Karlstad shut down his palmcomp. Grant pushed down from the overhead and settled on the deck, followed by O'Hara.

'Listen to me,' Karlstad whispered urgently. 'We may have a crazy woman running this ship. We ought to know what this condition of hers is all about. We have that right!'

Muzorawa said, 'It doesn't matter. Now that we are in the ocean we are truly out of contact with the station.'

'Unless we trail out the antenna,' said O'Hara. 'It's five kilometers long. At our present cruising depth we could use it to contact the station.'

'Krebs would find out,' Grant warned.

'Not if we do it when she's asleep,' countered Karlstad.

'If she goes to sleep before we start descending deeper,' O'Hara said.

'Lane, do you agree with Egon?' Muzorawa asked.

She frowned, trying to put her emotions into words. 'I'm not certain. She does behave peculiarly, don't you think?'

Grant wanted to argue against it, but instead he asked

Muzorawa, 'Zeb, what do you think? Should we take the chance and query the station's medical computer again?'

For a long moment Muzorawa remained silent, obviously weighing the pros and cons of the matter. At last he said gravely, 'Yes, I'm afraid we must take the risk. The psychologists may have reported her fit for duty, but the stresses of the mission might aggravate her condition — whatever it is.'

'We have a right to know,' Karlstad repeated.

'Yes,' Muzorawa agreed. 'Probably it's nothing and we are being foolish. But we should know, even if for no other reason than our own peace of mind.'

Grant suddenly got a different idea. 'We could ask her,' he blurted out.

'What?'

'Ask her about her condition,' Grant said.

Karlstad groaned at the thought. Muzorawa shook his head.
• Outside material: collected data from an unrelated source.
PR #1344, opened 2025-11-11
fix: parse config using int for NBytes instead of string

2-towns:
This issue was discovered first [here](https://github.com/codex-storage/codex-go-bindings/issues/12) when trying to use `StoringQuota`. The value expected in the json should be a int and not a string.


emizzle:
> Actually I think `BlockTtl` should be a string in the Go config object because it makes sense to have a string, the duration can be parsed like "10H".

Ah, that's really nice! But in that case, `Config.BlockTtl` should be an `string` instead of an `int`. Also, would "10" be valid for seconds? I ask this because the Codex help text makes me think a single digit, even as a string, should work: 
> Default block timeout in seconds - 0 disables the ttl

PR #1350, opened 2025-12-11
chore: assorted bumps

arnetheduck:
* fix branch names in gitmodules that were pointing to non-existant branches (allows running `git submodule update --remote` to find out-of-date submodules)
* make sure commits from canonical branches are used for submodules
* "small" library bumps that deal with small correctness issues, memory leaks, threading fixes and other general performance/bugfixing
* metrics: make it work better with multithreading, which makes debugging easier
* stew: more compile-time support and an assortment of other fixes
* taskpools: block invalid use of GC types at compile time
* nimcrypto: accelerated sha2
* upraises: remove submodule

### DIFF
--- a/.gitmodules
+++ b/.gitmodules
@@ -37,22 +37,17 @@
 	path = vendor/nim-nitro
 	url = https://github.com/status-im/nim-nitro.git
 	ignore = untracked
-	branch = master
+	branch = main
 [submodule "vendor/questionable"]
 	path = vendor/questionable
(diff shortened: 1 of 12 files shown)


arnetheduck:
#1351 compiles where this one doesn't - the difference is nimcrypto, though I suspect that this is a red herring since this PR also worked on one CI host (https://github.com/logos-storage/logos-storage-nim/actions/runs/20133800291 )

PR #1360, opened 2025-12-17
feat: async tree building v2

arnetheduck:
This PR updates the async tree building, making it compatible with refc and fixing several efficiency problems in the original implementation.

The changes are split in to 3 parts described more in detail in the individual commits:

* [minimal threading fixes](https://github.com/logos-storage/logos-storage-nim/commit/99a78a41ee0ba5b156a51852812f4df342ac6647) - this commit addresses the main correctness issues in the original proposal - in particular, garbage-collected types must not cross threads when using `refc` since they are allocated from a shared heap
* [perf fixes](https://github.com/logos-storage/logos-storage-nim/commit/db8f81cd63f7250c9da0337556b1351977a2a9a3) - many of the threading and performance issues can actually be traced back to choices made in the original implementation - refactoring it helps both with performance and code simplicity
* [taskpools bump](https://github.com/logos-storage/logos-storage-nim/commit/ac5e3c733ba3b02ae1919b3879cdea842c795932) - which further simplifies the code

### DIFF
--- a/tests/codex/merkletree/testcodextree.nim
+++ b/tests/codex/merkletree/testcodextree.nim
@@ -115,8 +115,8 @@ suite "Test CodexTree":
 
     # Single-leaf trees have their root separately computed
     let
-      atree1 = (await CodexTree.init(tp, leaves = expectedLeaves[0..0]))
-      stree1 = CodexTree.init(leaves = expectedLeaves[0..0])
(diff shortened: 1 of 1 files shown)


arnetheduck:
> I've [studied those changes](https://hackmd.io/VRn7qfUIQ1mAXRjtiGUdnw), and it looks ready to merge to me.

added a few comments

PR #1363, opened 2025-12-24
chore: update nix config

2-towns:
This PR updates the Nix configuration to build Logos Storage.

It updates the sha256 and fixes a regex used for revision version matching.

### DIFF
--- a/nix/default.nix
+++ b/nix/default.nix
@@ -83,9 +83,14 @@ in pkgs.gcc13Stdenv.mkDerivation rec {
   '';
 
   installPhase = ''
-    mkdir -p $out/lib $out/include
-    cp build/*storage* $out/lib/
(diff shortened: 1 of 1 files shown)


nix/tools.nix
```diff
@@ -9,7 +9,12 @@ in {
     let
       linesFrom = file: splitString "\n" (fileContents file);
       matching = regex: lines: map (line: match regex line) lines;
-      extractMatch = matches: last (flatten (remove null matches));
+      extractMatch = matches:
+        let xs = flatten (remove null matches);
+        in if xs == [] then
+          throw "findKeyValue: no match for regex '${regex}' in ${toString sourceFile}"
```
markoburcul: Good catch, thanks :)

PR #1376, opened 2026-01-16
fix: downsizing fixes to release workflow and docker entrypoint

gmega:
We were still trying to build cirdl at every merge; then I ended up finding a few more things to remove.

Plus: 
 - prevent segmentation fault when the discovery store is already closed.
 - remove the discovery `stop` method in the server `stop` method because it is already stopped in the node `stop` method


2-towns:
@gmega can we merge this ?

PR #1398, opened 2026-02-02
fix(ci): release process producing wrong artifacts

### LINKED ISSUE #1397: Release process producing wrong artifacts
Each release should produce:
1. logos storage binary for each os/arch
2. libstorage library for each os/arch
3. additional dlls for windows

emizzle:
Fixes #1397.

Release was missing quite a few artifacts as assets on the release. This PR rectifies that.

It also: 
- prevents double zipping that was occurring
- prevents unnecessary artifacts from being added to release (eg libstorage.dll)
- renames many workflow steps for clarity
- renames and normalises env vars for readability
- normalises run type conditional (release vs branch)

Example output for a released version: https://github.com/logos-storage/logos-storage-nim/releases/tag/v0.3.1
Example output for a branch merge (eg on PR merged to master): https://github.com/logos-storage/logos-storage-nim/actions/runs/21585089878

### DIFF
--- a/.github/workflows/release.yml
+++ b/.github/workflows/release.yml
@@ -96,18 +96,18 @@ jobs:
         if: matrix.os == 'linux'
         run: |
           sudo apt-get update && sudo apt-get install -y zip
-          cd ./build && zip -j "${{env.storage_binary}}.zip" ./*
+          zip -j "${{ env.build_dir }}/${{env.storage_binary}}.zip" ./${{ env.build_dir }}/*
           
       - name: Package ${{ env.storage_binary_base }} MacOS (compress and preserve perms)
         if: matrix.os == 'macos'
         run: |
-          cd ./build && zip -j "${{env.storage_binary}}.zip" ./*
+          zip -j "${{ env.build_dir }}/${{env.storage_binary}}.zip" ./${{ env.build_dir }}/*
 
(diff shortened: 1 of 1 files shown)


.github/workflows/release.yml
```diff
@@ -59,109 +60,123 @@ jobs:
...
+          7z a -tzip "${{ env.build_dir }}/${{ env.storage_binary }}-dlls.zip" ./${{ env.build_dir }}/dlls/*.dll
+
+      - name: Upload Windows dlls to workflow artifacts
         if: matrix.os == 'windows'
         uses: actions/upload-artifact@v4
         with:
-          name: ${{ env.storage_binary }}-dlls
-          path: ${{ env.build_dir }}/*.dll
+          name: ${{ env.storage_binary }}-dlls.zip
+          path: ${{ env.build_dir }}/${{ env.storage_binary }}-dlls.zip
```
gmega: Hmm so we were uploading those without zipping, now we're zipping them? Oh well.

emizzle: Faster uploads, counts for less storage quota, and can be parallelised. I didn't think there was much of a downside unless there were automations like docker downloading the uncompressed archive directly. Anyway, the filename has changed, so if these processes exist, they will need to be updated regardless.

PR #1400, opened 2026-02-04
fix: propagate callback cancellation

gmega:
The callback in the block maintainer was swallowing the cancellation exception, causing `stop` to sometimes get stuck on node shutdown. This is also a nasty one to test: you'd need to guarantee that you'd invoke stop right as the timer is running the callback, which is difficult to do without some refactoring.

O'Hara said, 'I don't think that would be the thing to do, not at all.'

Chapter 48 - Communications

Back on duty, Grant kept one eye on O'Hara's navigation plot.
Zheng He
was cruising fifteen hundred meters beneath the point where the atmospheric density equaled the density of water on Earth's surface. The communications antenna was more than three times longer. As long as Krebs didn't order them to go deeper, they could unspool the fiber-optic cable and contact the station.